# st john units



## tomandrobin (Feb 19, 2006)

Are all the Westin St John units fixed weeks or di some of them float? My unit at Kierland floats, but my friends units at St John are fixed weeks. I have seen some Westin St John units posted for sale as float weeks. Are they wrong in thier posting or does St John have both types?


----------



## Loriannf (Feb 20, 2006)

*All are fixed, but can float within their season*

For example, we own a fixed week 17.  At 12-10 months we must call and reserve our unit.  If we don't, then it becomes a "float".  During the home resort period at 10-9 months, we can call and change our week in the SAME TYPE OF VILLA AND SAME SEASON and have priority.  So if we want week 16, we simply change our already confirmed week 17, to an available week 16.  If we don't do anything, then at 8 months, the unit is open to anyone who can grab the week and we're pretty much out of luck.

Hope this is clear.

Lori


----------



## tomandrobin (Feb 20, 2006)

Thank You! I think I understand. So, if I bought week 30. I can lock in 12-10 months out. But if I wanted week 26, I can try to reserve that week 10 to 9 months out. At 8 months the rest of the Starwood members can try to reserve a week.


----------



## Loriannf (Feb 20, 2006)

*Make sure to reserve your week 30 at 12 months*

out, though.  Just so it's there in case you can't get week 26.  Also, it can't hurt to ask when you call to reserve your week 30 about week 26.  Some of the SVO people can get confused too, and might just confirm you in week 26 at that time.  If that doesn't happen, make a note on your calendar to call at 10 months to make sure you get in the Home Resort Priority Period, or whatever they call it.  There was a good explanation of this in the last Starwood newsletter.  

Also, they seem to change the rules quite frequently, so the above may all be moot by the time you, or I, get around to making our 2007 reservations.

Lori


----------



## DavidnRobin (Feb 20, 2006)

tomandrobin said:
			
		

> Are all the Westin St John units fixed weeks or di some of them float? My unit at Kierland floats, but my friends units at St John are fixed weeks.
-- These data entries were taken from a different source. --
PR #997, opened 2024-04-15
Nicolas/514 731 exit cli when docker is not running

callicles:
* Removes the coming soon banner, which is not used anymore anyway
* Refactors part of the CLI to not use Routines. Still, some to be refactored, but this at least helps move toward cleaner implementation. Now the cli will exit cleanly when docker is not running.


DatGuyJonathan (approved):
LGTM

PR #998, opened 2024-04-15
Show read-only list of flows in console

DatGuyJonathan:
Overview & detailed pages without flows:

console_noflows_overview

console_noflows_detailed

------------------------------------

Overview & detailed pages with flows: 

console_flows_overview

console_flows_detailed

### DIFF
--- a/apps/moose-console/src/components/overview-list.tsx
+++ b/apps/moose-console/src/components/overview-list.tsx
@@ -2,6 +2,15 @@ import OverviewCard from "components/overview-card";
 import { DataModel } from "app/types";
 
 export function PrimitivesOverviewList({ models }: { models: DataModel[] }) {
+  const flows = models
+    .filter((model) => model.flows && model.flows.length > 0)
+    .flatMap((model) =>
+      model.flows.map((flow) => ({
+        name: `${model.model.name} to ${flow}`,
+        link: "",
+      })),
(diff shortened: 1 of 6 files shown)


apps/moose-console/src/components/overview-list.tsx
```diff
@@ -20,9 +20,18 @@ export function PrimitivesOverviewList({ models }: { models: DataModel[] }) {
...
+              0,
+            )}
             link="/primitives/flows"
-            items={[]}
+            items={models
+              .filter((model) => model.flows && model.flows.length > 0)
+              .slice(0, 4)
+              .map((model) => ({
+                name: model.model.name,
+                link: "",
```
georgevanderson: Maybe here we make the name a concat of Source -> Destination instead of just the model

DatGuyJonathan: Ah, like this? What do you think @asl677 ?

Screenshot 2024-04-16 at 1 46 55 PM

DatGuyJonathan: Spoke with @asl677 and we landed on using the format {source} to {destination} like this:

Screenshot 2024-04-18 at 6 10 59 PM

georgevanderson (approved):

I have seen some Westin St John units posted for sale as float weeks. Are they wrong in thier posting or does St John have both types?



Hi - take a look at the Starwood StarOption chart - that will show you the float week seasons at WSJ.  I recall seeing that weeks 51-52 are fixed at WSJ, but when purchased from SVO you can pay an extra 10% to fix (at least that is the case with other SVO mandatory properties).  But - this resort has gone thru many owners over the years.  Generally, the WSJ units float within the season - they are fixed units.

Maybe will see you at WSJ someday... (week 24)

Robin and David


----------



## DavidnRobin (Feb 24, 2006)

As a follow-up - I spoke to a SVN/SVO representative today regarding WSJ villas and fixed/float weeks and units (as part of my DD).
What he said was the units are fixed, with the owner of the deeded week for that unit are given the opportunity to use their week at the 10-12 month point.  Then at the 8-10 month point WSJ owners can attempt to change their week to another week within the associated float season, then at the 8 month point the units go into the SVN exchange pool (good luck  there...).


----------



## LauraS93 (Feb 26, 2006)

I own at the WSJ, week 25.  Last month (01/06), I already put in to reserve my villa for 2007.  You can do this at the www.spg.com website.

One year, maybe in 2000, they actually sent me a certified letter once the 8 month deadline had passed.  It basically said, "since you didn't reserve your unit, it's now in the general pool."  Nice customer service there!  No prior reminder was sent.  I think they've improved since then.


----------